Record set START
PR #375, opened 2024-02-23
Changeable indent for comments

sly2m:
Add configuration for changeable comments branches indent. 
or1

### DIFF
--- a/frontend/src/Components/CommentComponent.module.scss
+++ b/frontend/src/Components/CommentComponent.module.scss
@@ -123,8 +123,9 @@
     }
 }
 
-$bigShift: 12px;
-$smallShift: 8px;
+$indentScale: var(--indent-scale);
+//$bigShift: calc(6px * $indentScale);
+$smallShift: calc(4px * $indentScale);
 
 .answers {
     margin-top: 8px;
@@ -134,7 +135,7 @@ $smallShift: 8px;
 
     padding-left: $smallShift;
     @media only screen and (min-width: 990px) {
-        padding-left: $bigShift;
+        //padding-left: $bigShift;
         margin-left: 8px; // half of [-] icon width
     }
 }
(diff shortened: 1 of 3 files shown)


frontend/src/Components/UserProfileSettings.tsx
```diff
@@ -67,6 +75,7 @@ export default function UserProfileSettings(props: UserProfileSettingsProps) {
 const [autoStop, setAutoStop] = React.useState<boolean>(getVideoAutopause());
 const [legacyZoom, setLegacyZoom] = React.useState<boolean>(getLegacyZoom());
 const [preferredLang, setPreferredLang] = React.useState<string>(getPreferredLang());
+const [indentScale, setIndentScale] = React.useState<string>(getIndentScale());
```
Aivean, line 78: Could be replaced with `useLocalStorage` hook. See example here:
https://github.com/spaceshelter/orbitar/blob/02f60bfdea89b6d5aa19db6886bcf2569f1fa7b9/frontend/src/Components/Topbar.tsx#L74

frontend/src/Components/CommentComponent.module.scss
```diff
@@ -127,8 +127,9 @@
     }
 }
 
-$bigShift: 12px;
-$smallShift: 8px;
+$indentScale: var(--indent-scale);
+//$bigShift: calc(6px * $indentScale);
```
Aivean: Please don't leave dead code.

Aivean (commented):
If you're adamant on having it as a setting, please add an "Auto" option, and make it a default.

However, I personally don't think that having it as a setting is warranted. Are your personal settings that different from reasonable default?

frontend/src/Components/UserProfileSettings.tsx
sly2m: useState, localStore and useEffect hook was implemented inline with other functions of the component - getPreferredLang(), getLegacyZoom() etc. to maintain code uniformity throughout the page.

frontend/src/Components/CommentComponent.module.scss
sly2m: Noted.

sly2m:
Added Auto option for preference settings.

Aivean:
Sorry for the delay.

I don't like the change in the default behavior:
image

The default value is different, and doesn't shrink automatically on mobile.

PR #377, opened 2024-04-10
Introduce a tooltip to the activity icon providing details regarding the user's most recent interaction. 

MrKalach:
Introduce a tooltip to the activity icon providing details regarding the user's most recent interaction. Time resolution is set to days

Couple screenshots:
image
image

### DIFF
--- a/backend/src/managers/UserManager.ts
+++ b/backend/src/managers/UserManager.ts
@@ -18,6 +18,7 @@ import {FeedSorting} from '../api/types/entities/common';
 import TheParser from '../parser/TheParser';
 import {UserCache} from './UserCache';
 import {aesDecryptFromBase64, aesEncryptToBase64} from '../parser/CryptoUtils';
+import moment from 'moment';
 
 const USER_RESTRICTIONS = {
     MIN_KARMA: -1000,
@@ -696,4 +697,14 @@ export default class UserManager {
     async getPublicKey(userId: number) {
         return this.userCache.getPublicKey(userId);
     }
+
+    async getUserVisitedDaysAgo(userId: number): Promise<number> {
+        const lastVisited = await this.userRepository.getUserLastVisited(userId);
+
+        const daysAgo =  lastVisited ?
+            moment().diff(lastVisited, "days") : 0;
+
+        return daysAgo;
+    }
+
 }
--- a/backend/src/managers/UserManager.ts
+++ b/backend/src/managers/UserManager.ts
@@ -18,7 +18,6 @@ import {FeedSorting} from '../api/types/entities/common';
 import TheParser from '../parser/TheParser';
 import {UserCache} from './UserCache';
 import {aesDecryptFromBase64, aesEncryptToBase64} from '../parser/CryptoUtils';
-import moment from 'moment';
 
 const USER_RESTRICTIONS = {
     MIN_KARMA: -1000,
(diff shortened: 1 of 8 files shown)


backend/src/managers/UserManager.ts
```diff
@@ -696,4 +697,14 @@ export default class UserManager {
     async getPublicKey(userId: number) {
         return this.userCache.getPublicKey(userId);
     }
+
+    async getUserVisitedDaysAgo(userId: number): Promise<number> {
+        const lastVisited = await this.userRepository.getUserLastVisited(userId);
+
+        const daysAgo =  lastVisited ?
+            moment().diff(lastVisited, "days") : 0;
```
Aivean: lint

frontend/src/Pages/UserPage.module.scss
```diff
@@ -28,8 +28,9 @@
     }
 }
 .active {
+  position: relative;
   padding-right: 20px;
-  pointer-events: none;
+  //pointer-events: none;
```
Aivean: Please remove dead code.

backend/src/managers/UserManager.ts
```diff
@@ -18,6 +18,7 @@ import {FeedSorting} from '../api/types/entities/common';
 import TheParser from '../parser/TheParser';
 import {UserCache} from './UserCache';
 import {aesDecryptFromBase64, aesEncryptToBase64} from '../parser/CryptoUtils';
+import moment from 'moment';
```
Aivean: Moment.js is a transitive dependency. Either add it explicitly as a dependency into `package.json`, or, better yet, just implement it as a formula, like `Math.abs(date2 - date1) / (3600 * 24 * 1000)`.

frontend/src/Pages/UserPage.module.scss
```diff
@@ -84,3 +85,42 @@
         margin-right: 4px;
     }
 }
+
+.active .tooltipText {
```
Aivean, line 88: Tooltip looks nice, but please consolidate the color and border thickness with other menus, like:
image

https://github.com/spaceshelter/orbitar/blob/3c8d12aae420a65adde04dd0f2c22732439e5ebf/frontend/src/Components/PostComponent.module.scss#L116

frontend/src/Pages/UserPage.tsx
```diff
@@ -88,6 +88,13 @@ export const UserPage = observer(() => {
             refreshProfile();
         };
 
+        const daysAgoToStr = (daysAgo: number) => {
+            const titles = ['день', 'дня', 'дней'];
+            const cases = [2, 0, 1, 1, 1, 2];
+            return daysAgo === 0 ? 'сегодня'
+                : `${daysAgo} ${titles[daysAgo % 100 > 4 && daysAgo % 100 < 20 ? 2 : cases[daysAgo % 10 < 5 ? daysAgo % 10 : 5]]} назад`;
```
Aivean: image

Two notes:
1. Multiline text breaks the layout of the tooltip
2. Precise number of days makes little sense for anything over ≈5. Consider using 
`moment.duration.humanize`:

```
`${moment.duration(daysAgo, 'days').humanize(true)} назад`
```
with different threshold for days, weeks, months, years

backend/src/managers/UserManager.ts
Aivean: returning `0` for users who never visited the site could be confusing. Maybe worth the effort to return `undefined`/`null` in this case and handle it in UI.

Aivean (changes requested):
Overall looks good, but there are some minor notes.

frontend/src/Pages/UserPage.module.scss
MrKalach: Fixed 
image

backend/src/managers/UserManager.ts
MrKalach: done

frontend/src/Pages/UserPage.module.scss
MrKalach: done

backend/src/managers/UserManager.ts
MrKalach: Fixed, calculating days directly, without the lib

frontend/src/Pages/UserPage.tsx
MrKalach: both 1 & 2 fixed
image

backend/src/managers/UserManager.ts
MrKalach: Fixed, now we do not show any tooltip, if there are no user records in activity db.

Aivean (approved):
LGTM

PR #378, opened 2024-04-27
fix unclickable links in toolbar

maximt:
Quick fix for Vivaldi browser.


Aivean (approved):
Tested locally, it works, thanks!

PR #382, opened 2024-08-13
usage updates

4vanger:
update model to a cheaper but higher-quality chatgpt-4o-mini
significantly increase limits


Aivean (approved):

Aivean:
I wouldn't call gpt-4o-mini a "higher quality" model, but probably good enough for those usecases.

4vanger:
wouldn't argue with you on that ;)

PR #383, opened 2024-08-14
Option to edit site info for site owners

pazoozoo42:
rejected

### DIFF
--- a/backend/migrations/20240811000000-site-info.js
+++ b/backend/migrations/20240811000000-site-info.js
@@ -1,0 +1,29 @@
+'use strict';
+
+var dbm;
+var type;
+var seed;
+
+/**
+ * We receive the dbmigrate dependency from dbmigrate initially.
+ * This enables us to not have to rely on NODE_PATH.
+ */
+exports.setup = function(options, seedLink) {
+  dbm = options.dbmigrate;
+  type = dbm.dataType;
+  seed = seedLink;
+};
+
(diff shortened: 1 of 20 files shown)


Aivean:
wdym "rejected"?

pazoozoo42:
> wdym "rejected"?

Following our discussion on Discord, I’ve realized that the proposed solution may not align with the vision of most of the other developers. As a result, I’ve decided not to invest time and effort in exploring alternative solutions

Aivean:
> > wdym "rejected"?
> 
> Following our discussion on Discord, I’ve realized that the proposed solution may not align with the vision of most of the other developers. As a result, I’ve decided not to invest time and effort in exploring alternative solutions

I proposed a relatively minor change that brings it back into alignment: instead of creating a single "owner" of the subsite, give the edit ability to the top N current contributors to the subsite content. Do you see any problems with this suggestion? Do you want me (or somebody else) try to implement it?

pazoozoo42:
I’m personally not a big fan of the idea of having more than one owner and 'dynamic' ownership in general. This approach could lead to unpredictable consequences, edit wars similar to Barmalini posts and may potentially result in even more sraches than we already experience, and we already have quite a few

Aivean:
> edit wars similar to Barmalini posts and may potentially result in even more sraches than we already experience, and we already have quite a few

sounds beneficial, no?

PR #384, opened 2024-08-15
find-replace docker-compose to docker compose

Lexy2:
Update workflows in response to github agent changes


Lexy2:
Ready for CR

Aivean (approved):
Looks good, thanks! 

we also need to do the same thing for media

PR #108, opened 2025-05-14
feat:added alt table fetching entries logic

adpthegreat:
- added logic and tests to fetch alt entries via the readonly and writable indexes
- added custom error types for it
- fixed helpers.rs error


lgalabru (approved):
Thank you so much for jumping on this bug @adpthegreat!
Great work on this 🦾

adpthegreat:
thank you

PR #109, opened 2025-05-15
feat: add estimation compute units to the send_transaction function

BretasArthur1:


lgalabru (approved):
Looking great @BretasArthur1, thanks so much! 
I'm so excited by this new cheatcode and the avenue of features we'll be deriving from your work 🦾

PR #113, opened 2025-05-16
feat(rpc): implement tagged profile event handling and update estimation results

BretasArthur1:


crates/cli/src/tui/simnet.rs
```diff
@@ -300,6 +300,7 @@ fn run_app<B: Backend>(terminal: &mut Terminal<B>, mut app: App) -> io::Result<(
                             SimnetEvent::Shutdown => {
                                 break;
                             }
+                            &SimnetEvent::TaggedProfile { .. } => todo!(),
```
lgalabru: I think this `todo!()` codepath would crash the TUI if it's being executed. Could we have a comment instead?

BretasArthur1: Ok, sure, i didn't know abt it

lgalabru:
Thanks so much for these additions @BretasArthur1! Excited by the next steps 📊🔥

BretasArthur1:
let's goo, glad to contribute 🚀

PR #116, opened 2025-05-20
chore: rm build warnings

nkysg:


lgalabru:
Thanks so much for helping us keeping the codebase nice to work with @nkysg!
It looks like rustfmt is not happy with the latest changes, do you think you could fix this?
Could you also rebase your branch? @Aursen just added some additional guardrails :)

nkysg:
@lgalabru update it. PTAL.

lgalabru:
thanks @nkysg!

PR #121, opened 2025-05-23
feat(rpc): Implement getProgramAccounts RPC method

BretasArthur1:
This PR adds support for the getProgramAccounts RPC method, allowing clients to query all accounts owned by a specific program ID with filtering capabilities.

Key Features:
- ✅ Full support for getProgramAccounts RPC endpoint
- ✅ Account filtering by data size and memcmp
- ✅ Configurable account encoding (Base64, JsonParsed)
- ✅ Context and slot validation
- ✅ Data slicing support
- ✅ Proper error handling

Technical Details:
- Uses an account registry system to efficiently track program-owned accounts
- Implements RpcFilterType support for DataSize and Memcmp filters
- Follows Solana RPC specification for response format
- Maintains proper account encoding using encode_ui_account

Example Usage:
```json
{
  "jsonrpc": "2.0",
  "id": 1,
  "method": "getProgramAccounts",
  "params": [
    "TokenkegQfeZyiNwAJbNbGKPFXCWuBvf9Ss623VQ5DA",
    {
      "filters": [
        { "dataSize": 165 },
        {
          "memcmp": {
            "offset": 0,
            "bytes": "3N5kaPhfUGuTQZPQ3mnDZZGkUZ97rS1NVSC94QkgUzKN"
          }
        }
      ],
      "encoding": "jsonParsed"
    }
  ]
}
```

### DIFF
--- a/crates/core/src/rpc/accounts_data.rs
+++ b/crates/core/src/rpc/accounts_data.rs
@@ -443,7 +443,7 @@ impl AccountsData for SurfpoolAccountsDataRpc {
         _meta: Self::Metadata,
         _block: Slot,
     ) -> Result<RpcBlockCommitment<BlockCommitmentArray>> {
-        not_implemented_err()
+        not_implemented_err("get_block_commitment")
     }
 
     // SPL Token-specific RPC endpoints
@@ -535,7 +535,7 @@ impl AccountsData for SurfpoolAccountsDataRpc {
         _mint_str: String,
         _commitment: Option<CommitmentConfig>,
     ) -> Result<RpcResponse<UiTokenAmount>> {
-        not_implemented_err()
+        not_implemented_err("get_token_supply")
     }
 }
 
--- a/crates/core/src/rpc/accounts_scan.rs
+++ b/crates/core/src/rpc/accounts_scan.rs
@@ -551,7 +551,7 @@ impl AccountsScan for SurfpoolAccountsScanRpc {
         _meta: Self::Metadata,
         _config: Option<RpcLargestAccountsConfig>,
     ) -> BoxFuture<Result<RpcResponse<Vec<RpcAccountBalance>>>> {
-        not_implemented_err_async()
+        not_implemented_err_async("get_largest_accounts")
     }
 
     fn get_supply(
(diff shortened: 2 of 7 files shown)


MicaiahReid:
This is awesome, I love the way you code @BretasArthur1 

I'll do a more in-depth review later, but I'm wondering if this should be merged after #112. They are bound to have some conflicts, but #112 will be fixing a lot of issues with overlapping read/write lock fetches.

---

I want to think through the `account_registry` model you've set up - I've been thinking we'll need something like this for the `account_scan` RPC methods, but I want to be sure we've gotten this right and that it will work for the other `account_scan` RPCs.

---

Lastly, I think there's a piece missing here:
 1. Accounts that have been set are now added to the account registry
 2. Users fetching accounts owned by a specific program will get all accounts owned by that program in the registry

However, if the account hasn't been set locally but is owned by the specified program ID on mainnet, it won't be included in the result.

I think we will have to do the following:
 1. Run a `getProgramAccounts` to mainnet
 2. Compare results from that request with what's in our `accounts_registry` to see if any are missing from our mainnet result, and if things have been changed locally compared to the mainnet result. For example, if an account A is in both the mainnet result and local registry with different owners, we'll need to use the local registry's owner. However, if account A is not available locally, we'll need to be sure we've gotten it from mainnet.

I think this will be a common pattern for all of the `accounts_scan` RPCs.

---
So, in summary, I think we should hold off on this just a bit until we merge #112 and look holistically at the `account_scan` RPC to make sure this solution will work for all of them. Thanks for getting this conversation started!!

BretasArthur1:
First, thx @MicaiahReid about the compliment abt my code! i'm trying to introduce the best code possible in the codebase. And about `account_registry`,  when I was first introduced to the issue I first search in the LiteSVM api for a method to iterate to all the accounts passed so we can retrive the information.

From my research of the LiteSVM source and documentation, there's no public method to iterate over all accounts. The available methods are:

- get_account(&pubkey) - get a specific account
- set_account(pubkey, account) - set an account


Alternative Implementation that I think was, instead of scanning all accounts, we could:

- Keep track of program-owned accounts in our SurfnetSvm wrapper
- Maintain an index/registry of accounts by program ID
- Return that subset for getProgramAccounts



---

but taking a look into #112 I and what you said about  `account_registry`, in some cases it wouldn't support every method from account_scan just the ones with the same behavior. So let's hold it for now and then implement a more generic approach

PR #124, opened 2025-05-24
get_first_available_block

thewuhxyz:


crates/core/src/rpc/full.rs
```diff
@@ -1704,8 +1704,17 @@ impl Full for SurfpoolFullRpc {
...
-    fn get_first_available_block(&self, _meta: Self::Metadata) -> BoxFuture<Result<Slot>> {
-        Box::pin(async move { Ok(1) })
+    fn get_first_available_block(&self, meta: Self::Metadata) -> BoxFuture<Result<Slot>> {
+        let svm_locker = match meta.get_svm_locker() {
+            Ok(s) => s,
+            Err(e) => return e.into(),
+        };
+
+        Box::pin(async move {
+            let svm_reader = svm_locker.write().await;
```
lgalabru: Should be lock read, not lock write.

crates/core/src/rpc/full.rs
```diff
@@ -1704,8 +1704,17 @@ impl Full for SurfpoolFullRpc {
...
+        let svm_locker = match meta.get_svm_locker() {
+            Ok(s) => s,
+            Err(e) => return e.into(),
+        };
+
+        Box::pin(async move {
+            let svm_reader = svm_locker.read().await;
+            let earliest_slot = svm_reader.blocks.keys().min().copied();
+            Ok(earliest_slot.unwrap_or_default())
+        })
```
Record set END
_Work order:_
Look over the data above and show each line that contains "AccountsData".

_Solution below:_
@@ -443,7 +443,7 @@ impl AccountsData for SurfpoolAccountsDataRpc {
@@ -535,7 +535,7 @@ impl AccountsData for SurfpoolAccountsDataRpc {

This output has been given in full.